バーンアウトとは

研究の背景

現在スクールカウンセラー制度などの充実に伴い、臨床心理士・セラピスト・カウンセラーの数が年々増加してきています。臨床心理士は2004年現在、11,533名を数え、これから臨床心理士の資格をとる若い人も増えており、ますますこの傾向は増えると思われます。しかし、カウンセラーが職業的アイデンティティーを確立するにしたがって、クライエントのメンタルヘルス(精神的健康)に関する心理学的問題だけではなく、臨床心理士・セラピスト・カウンセラー自身の職業的メンタルヘルスの問題がクローズアップしてくると予想されます。例えば、あらゆる援助職でそうであるように、セラピスト・カウンセラーのバーンアウトは増加することが予想されます。

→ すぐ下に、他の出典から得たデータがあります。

PR #5978, opened 2018-10-12
interfaces/home: don't allow snaps to write to $HOME/bin

zyga:
The $HOME/bin directory is added to default PATH on some systems. To
prevent sandbox escape in this specific case deny writing to this
directory.

Bug-Link: https://bugs.launchpad.net/snapd/+bug/1797556

### DIFF
--- a/interfaces/builtin/home.go
+++ b/interfaces/builtin/home.go
@@ -75,10 +75,9 @@ owner @{HOME}/snap/ r,
 owner /run/user/[0-9]*/gvfs/{,**} r,
 owner /run/user/[0-9]*/gvfs/*/**  w,
 
-# On some systems HOME/bin is in the default path in ahead of system
-# directories. To prevent snaps from writing arbitrary executables waiting to
-# be launched by the user, deny writes to the directory altogether.
-deny @{HOME}/bin/{,**} w,
+# Disallow writes to the well-known directory included in
+# the user's PATH on several distributions
+deny @{HOME}/bin/{,**} wl,
 `
 
 const homeConnectedPlugAppArmorWithAllRead = `
--- a/interfaces/builtin/home.go
+++ b/interfaces/builtin/home.go
@@ -77,7 +77,7 @@ owner /run/user/[0-9]*/gvfs/*/**  w,
 
 # Disallow writes to the well-known directory included in
 # the user's PATH on several distributions
-deny @{HOME}/bin/{,**} wl,
+audit deny @{HOME}/bin/{,**} wl,
 `
 
 const homeConnectedPlugAppArmorWithAllRead = `
--- a/interfaces/builtin/home.go
+++ b/interfaces/builtin/home.go
@@ -74,6 +74,11 @@ owner @{HOME}/snap/ r,
 # files; only allow writes to files, not the mount point).
 owner /run/user/[0-9]*/gvfs/{,**} r,
 owner /run/user/[0-9]*/gvfs/*/**  w,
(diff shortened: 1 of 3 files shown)


tests/regression/lp-1797556/task.yaml
```diff
@@ -0,0 +1,19 @@
...
+    su -l -c 'mkdir -p /home/test/bin/' test
+restore: |
+    su -l -c 'rmdir /home/test/bin/ || true' test
+execute: |
+    test -d /home/test/bin
+    test ! -e /home/test/bin/evil
+    if snap debug sandbox-features | grep 'apparmor:.* kernel:file'; then
+        ! su -l -c 'test-snapd-sh.with-home-plug -c touch /home/test/bin/evil' test
+    fi
+    test ! -e /home/test/bin/evil
```
stolowski: Since this is used 3 times in the script, I'd make a variable for it, it always helps avoid nasty typos that go unnoticed in such negative checks.

zyga: I prefer to avoid such variables because they make the test a little bit harder to understand, in addition, in some cases the variable is hard to actually expand given the number of quoting levels.

interfaces/builtin/home.go
```diff
@@ -74,6 +74,11 @@ owner @{HOME}/snap/ r,
 # files; only allow writes to files, not the mount point).
 owner /run/user/[0-9]*/gvfs/{,**} r,
 owner /run/user/[0-9]*/gvfs/*/**  w,
+
+# On some systems HOME/bin is in the default path in ahead of system
+# directories. To prevent snaps from writing arbitrary executables waiting to
+# be launched by the user, deny writes to the directory altogether.
+deny @{HOME}/bin/{,**} w,
```
jdstrand: Please add 'l' otherwise they can create hardlinks in here to a file they control.

interfaces/builtin/home.go
```diff
@@ -74,6 +74,11 @@ owner @{HOME}/snap/ r,
 # files; only allow writes to files, not the mount point).
 owner /run/user/[0-9]*/gvfs/{,**} r,
 owner /run/user/[0-9]*/gvfs/*/**  w,
+
+# On some systems HOME/bin is in the default path in ahead of system
+# directories. To prevent snaps from writing arbitrary executables waiting to
+# be launched by the user, deny writes to the directory altogether.
```
jdstrand: The fact that $HOME/bin is ahead of system paths makes it particularly bad, but isn't the only reason for the change. I suggest:
```
  # Disallow writes to the well-known directory included in
  # the user's PATH on several distributions
```

jdstrand:
@mvo5 - when approved, please include in 2.36.

interfaces/builtin/home.go
```diff
@@ -74,6 +74,10 @@ owner @{HOME}/snap/ r,
 # files; only allow writes to files, not the mount point).
 owner /run/user/[0-9]*/gvfs/{,**} r,
 owner /run/user/[0-9]*/gvfs/*/**  w,
+
+# Disallow writes to the well-known directory included in
+# the user's PATH on several distributions
+deny @{HOME}/bin/{,**} wl,
```
jdstrand: I still like 'audit deny' since I'd like to know when an application tried to do this, but that is not a blocker. +1

zyga: +1 I will add the audit, I forgot that deny stopped auditing

PR #5979, opened 2018-10-12
install: don't start disabled services

anonymouse64:
Note that this PR intends to only fix a specific subset of the issue with service startup during install; that is services that are disabled in the install hook, etc. and do *not* have sockets or timers. 
How to handle sockets or timers is still not yet clear, so we would like to just fix this specific bug, which is clearly wrong. There is a forum topic open to discuss the larger situation with sockets and timers here: https://forum.snapcraft.io/t/how-to-manage-services-with-sockets-timers/7904

Also note that there is basically no regression potential here, because we don't currently check services when installing at all, and as such all services are unconditionally installed. 

Ping @bboozzoo

### DIFF
--- a/systemd/systemd.go
+++ b/systemd/systemd.go
@@ -308,9 +308,8 @@ func (s *systemd) IsEnabled(serviceName string) (bool, error) {
 	if err == nil {
 		return true, nil
 	}
-	// note that "systemctl is-enabled <name>" returns exit code 1 for disabled services
-	// as well as outputting "disabled\n", so we need to cast the error, and
-	// also trim the whitespace from the output to check the command output
+	// "systemctl is-enabled <name>" prints `disabled\n` to stderr and returns exit code 1
+	// for disabled services
 	sysdErr, ok := err.(*Error)
 	if ok && sysdErr.exitCode == 1 && strings.TrimSpace(string(sysdErr.msg)) == "disabled" {
 		return false, nil
--- a/systemd/systemd.go
+++ b/systemd/systemd.go
@@ -130,6 +130,7 @@ type Systemd interface {
 	Kill(service, signal, who string) error
 	Restart(service string, timeout time.Duration) error
 	Status(services ...string) ([]*ServiceStatus, error)
+	IsEnabled(service string) (bool, error)
 	LogReader(services []string, n int, follow bool) (io.ReadCloser, error)
 	WriteMountUnitFile(name, revision, what, where, fstype string) (string, error)
 	Mask(service string) error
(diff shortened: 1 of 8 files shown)


systemd/systemd.go
```diff
@@ -301,6 +302,22 @@ func (s *systemd) Status(serviceNames ...string) ([]*ServiceStatus, error) {
 	return sts, nil
 }
 
+// IsEnabled checkes whether the given service is enabled
+func (s *systemd) IsEnabled(serviceName string) (bool, error) {
+	_, err := systemctlCmd("--root", s.rootDir, "is-enabled", serviceName)
+	if err == nil {
+		return true, nil
+	}
+	// note that "systemctl is-enabled <name>" returns exit code 1 for disabled services
```
bboozzoo: IMO it's enough to describe why we're doing things, what is done is seen in the code. I'd rephrase the comment to something like:

```
// "systemctl is-enabled <name>" prints `disabled\n` to stderr and returns exit code 1 
// for disabled services
```

anonymouse64: This is done.

anonymouse64:
I think the test failure is independent of this PR, see:
```
2018-10-15 13:25:59 Error executing google:ubuntu-16.04-64:tests/main/interfaces-accounts-service : 
-----
+ echo 'Ensure things run'
Ensure things run
++ dbus-launch --sh-syntax
+ eval 'DBUS_SESSION_BUS_ADDRESS='\''unix:abstract=/tmp/dbus-4t9ZOR0RiP,guid=2c27a5b364ad4dad8e4369195bc49564'\'';
export DBUS_SESSION_BUS_ADDRESS;
DBUS_SESSION_BUS_PID=29168;'
++ DBUS_SESSION_BUS_ADDRESS=unix:abstract=/tmp/dbus-4t9ZOR0RiP,guid=2c27a5b364ad4dad8e4369195bc49564
++ export DBUS_SESSION_BUS_ADDRESS
++ DBUS_SESSION_BUS_PID=29168
+ echo 29168
++ gnome-keyring-daemon --login
++ printf password
+ eval ''
++ gnome-keyring-daemon --start
+ eval SSH_AUTH_SOCK=/run/user/0/keyring/ssh
++ SSH_AUTH_SOCK=/run/user/0/keyring/ssh
+ echo 29178
+ echo 'Creating account'
Creating account
+ gdbus call --session --timeout 300 --dest=org.gnome.OnlineAccounts --object-path=/org/gnome/OnlineAccounts/Manager --method=org.gnome.OnlineAccounts.Manager.AddAccount imap_smtp test@example.com 'Display Name' '{}' '{'\''Enabled'\'': '\''true'\'', '\''EmailAddress'\'': '\''test@example.com'\'', '\''Name'\'': '\''Test User'\'', '\''ImapHost'\'': '\''imap.example.com'\'', '\''SmtpHost'\'': '\''mail.example.com'\''}'
+ gdbus monitor --session --dest org.gnome.OnlineAccounts
Error: GDBus.Error:org.freedesktop.DBus.Error.InvalidArgs: Type of message, '(ssssa{ss})', does not match expected type '(sssa{sv}a{ss})'
```

Additionally, the test added here passed on all platforms it ran on via spread.

chipaca:
Yes, the accounts-service was giving us trouble

mvo5:
I also cherry-picked this into 2.36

セラピスト・カウンセラーのバーンアウトは、セラピストに機能不全、例えば慢性疲労、うつ病、アルコールや薬物依存、感情鈍麻を増やしたり、ハラスメントなどの倫理的な問題などのリスクを高めると言われています。また、臨床心理学的な判断などにおいて、直感や経験を活用できなくなってしまい、業務に支障が出ることも予想されます。また、セラピーやカウンセリングの過程において、セラピスト・カウンセラーはクライエントさんのこころの苦悩に寄り添い、共感し、共有しますが、それによって、セラピスト・カウンセラーのほうに傷つきがおこったり、感情鈍麻がおこったりすることもあります。


これらの事態を防止することは、セラピスト・カウンセラーの利益を超えて、クライエントさんの利益を守ることであり、職業倫理とも関連することであると考えます。このようにセラピスト・カウンセラーが自身のセルフケアに留意することは重要な問題と言えます。

セラピスト・カウンセラーのバーンアウトとは

Raquepawら(1989)によれば、


「バーンアウトは、直接対人接触のある仕事についている人にしばしば生じる情緒的疲労困憊とcynicism(冷笑・嘲笑)の症候群である。(Maslach,1978; Maslach &Jackson,1981,1982,1984;Pines & Maslach,1978)


それは、長期にわたり、対人関係に集中して関わることに関連するコンスタントな繰り返される情緒的なプレッシャーの結果である。(Pines Aronson, & Kafry,1981,p.15)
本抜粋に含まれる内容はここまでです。